* [Task description]
Every entry must be duplicated word for word.

* [Records]

┏━━

PR #56, opened 2018-01-14
Add support for CBOR semantic tags

TethysSvensson:
Hi,

I've tried to add support for CBOR tags. It is **pretty** hacky and feel free to reject it if you don't think this is the right approach. I'm not actually convinced that this is a good idea at all, but I wanted to try hacking it in. And now that I am done, I might as well ask for your opinion.

If rust-lang/rust#41875 is ever implemented, this code should become a lot more safe and easier to read. In the meantime, here we are.

### DIFF
--- a/src/ser.rs
+++ b/src/ser.rs
@@ -1,7 +1,7 @@
 //! Serialize a Rust data structure to CBOR data.
 use byteorder::{ByteOrder, BigEndian};
 use serde::ser::{self, Serialize};
-use std::io;
+use std::{io, mem};
 
 use error::{Error, Result};
 
@@ -411,10 +411,22 @@ where
     #[inline]
     fn serialize_tuple_struct(
         self,
-        _name: &'static str,
+        name: &'static str,
         len: usize,
     ) -> Result<&'a mut Serializer<W>> {
-        self.serialize_tuple(len)
+        use tagged::CBOR_NO_LENGTH_FIELD;
+        if name.as_ptr() == CBOR_NO_LENGTH_FIELD.as_ptr() && name == CBOR_NO_LENGTH_FIELD {
+            // We put both the pointer comparison and the string comparison, in case the optimizer
+            // decides to do something funny and make two different strings have the same pointer.
+            //
+            // It might be possible to intentionally get into this branch be a user of the library,
+            // but only if they name their tuple-struct "__CBOR_NO_LENGTH_FIELD", which will not
+            // happen accidentally. If they do, then the only thing that will accomplish is to make
+            // us generate invalid CBOR.
+            Ok(self)
+        } else {
+            self.serialize_tuple(len)
+        }
     }
 
     #[inline]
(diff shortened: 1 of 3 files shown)


src/ser.rs
```diff
@@ -411,10 +411,22 @@ where
     #[inline]
     fn serialize_tuple_struct(
         self,
-        _name: &'static str,
+        name: &'static str,
         len: usize,
     ) -> Result<&'a mut Serializer<W>> {
-        self.serialize_tuple(len)
+        use tagged::CBOR_NO_LENGTH_FIELD;
+        if name.as_ptr() == CBOR_NO_LENGTH_FIELD.as_ptr() && name == CBOR_NO_LENGTH_FIELD {
```
sfackler: What's the point of comparing the pointers?

src/ser.rs
```diff
@@ -492,7 +504,21 @@ where
     where
         T: ?Sized + ser::Serialize,
     {
-        value.serialize(&mut **self)
+        use tagged::CborTag;
+        let t_fn: fn(&T, Self) -> Result<()> = T::serialize;
```
sfackler: This seems like an unreliable way of doing this detection. You could e.g. potentially end up with a situation where there are two copies of `CborTag::serialized` that ended up in different compilation units.

sfackler:
@dtolnay is there a standard way to do this kind of thing?

dtolnay:
I don't think there is a standard way but you need to do it above-board, meaning that the Rust representation of a tagged value serializes as some pattern in the data model and the Serializer recognizes that pattern and emits it as a CBOR tagged value. This approach would avoid the pointer comparison funny business. For example you could decide that a tagged value in the data model is represented as a tuple struct with the name "serde_cbor::Tag" where the first element is the u64 tag and the second element is any value T.

src/ser.rs
Idolf: My primary goal was to avoid external users from getting inside the `if` statement. Secondary goal was speed. After having slept on it, the first seems like a stupid (and unobtainable) goal, while the second will probably not matter at all.

Idolf:
I agree that the pointer comparisons are pretty ugly. I mostly coded this, just to see if it could be done.

So the issue is that, an instance of Serialize would like to be sure that **only** the CBOR Serializer will change behavior. This means that we cannot use a tuple struct without knowing if you are serializing for CBOR or not.

I can see two less hacky approaches to this:
* Add "type Marker: Any" to the Serializer trait. That way you can detect if you are trying to emit to the CBOR serializer. Unfortunately this is a breaking change in serde (unless we wait for `associated_type_defaults`).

┗━━

* [Output of the task]
PR #56, opened 2018-01-14
Add support for CBOR semantic tags

TethysSvensson:
Hi,

I've tried to add support for CBOR tags. It is **pretty** hacky and feel free to reject it if you don't think this is the right approach. I'm not actually convinced that this is a good idea at all, but I wanted to try hacking it in. And now that I am done, I might as well ask for your opinion.

If rust-lang/rust#41875 is ever implemented, this code should become a lot more safe and easier to read. In the meantime, here we are.

### DIFF
--- a/src/ser.rs
+++ b/src/ser.rs
@@ -1,7 +1,7 @@
 //! Serialize a Rust data structure to CBOR data.
 use byteorder::{ByteOrder, BigEndian};
 use serde::ser::{self, Serialize};
-use std::io;
+use std::{io, mem};
 
 use error::{Error, Result};
 
@@ -411,10 +411,22 @@ where
     #[inline]
     fn serialize_tuple_struct(
         self,
-        _name: &'static str,
+        name: &'static str,
         len: usize,
     ) -> Result<&'a mut Serializer<W>> {
-        self.serialize_tuple(len)
+        use tagged::CBOR_NO_LENGTH_FIELD;
+        if name.as_ptr() == CBOR_NO_LENGTH_FIELD.as_ptr() && name == CBOR_NO_LENGTH_FIELD {
+            // We put both the pointer comparison and the string comparison, in case the optimizer
+            // decides to do something funny and make two different strings have the same pointer.
+            //
+            // It might be possible to intentionally get into this branch be a user of the library,
+            // but only if they name their tuple-struct "__CBOR_NO_LENGTH_FIELD", which will not
+            // happen accidentally. If they do, then the only thing that will accomplish is to make
+            // us generate invalid CBOR.
+            Ok(self)
+        } else {
+            self.serialize_tuple(len)
+        }
     }
 
     #[inline]
(diff shortened: 1 of 3 files shown)


src/ser.rs
```diff
@@ -411,10 +411,22 @@ where
     #[inline]
     fn serialize_tuple_struct(
         self,
-        _name: &'static str,
+        name: &'static str,
         len: usize,
     ) -> Result<&'a mut Serializer<W>> {
-        self.serialize_tuple(len)
+        use tagged::CBOR_NO_LENGTH_FIELD;
+        if name.as_ptr() == CBOR_NO_LENGTH_FIELD.as_ptr() && name == CBOR_NO_LENGTH_FIELD {
```
sfackler: What's the point of comparing the pointers?

src/ser.rs
```diff
@@ -492,7 +504,21 @@ where
     where
         T: ?Sized + ser::Serialize,
     {
-        value.serialize(&mut **self)
+        use tagged::CborTag;
+        let t_fn: fn(&T, Self) -> Result<()> = T::serialize;
```
sfackler: This seems like an unreliable way of doing this detection. You could e.g. potentially end up with a situation where there are two copies of `CborTag::serialized` that ended up in different compilation units.

sfackler:
@dtolnay is there a standard way to do this kind of thing?

dtolnay:
I don't think there is a standard way but you need to do it above-board, meaning that the Rust representation of a tagged value serializes as some pattern in the data model and the Serializer recognizes that pattern and emits it as a CBOR tagged value. This approach would avoid the pointer comparison funny business. For example you could decide that a tagged value in the data model is represented as a tuple struct with the name "serde_cbor::Tag" where the first element is the u64 tag and the second element is any value T.

src/ser.rs
Idolf: My primary goal was to avoid external users from getting inside the `if` statement. Secondary goal was speed. After having slept on it, the first seems like a stupid (and unobtainable) goal, while the second will probably not matter at all.

Idolf:
I agree that the pointer comparisons are pretty ugly. I mostly coded this, just to see if it could be done.

So the issue is that, an instance of Serialize would like to be sure that **only** the CBOR Serializer will change behavior. This means that we cannot use a tuple struct without knowing if you are serializing for CBOR or not.

I can see two less hacky approaches to this:
* Add "type Marker: Any" to the Serializer trait. That way you can detect if you are trying to emit to the CBOR serializer. Unfortunately this is a breaking change in serde (unless we wait for `associated_type_defaults`).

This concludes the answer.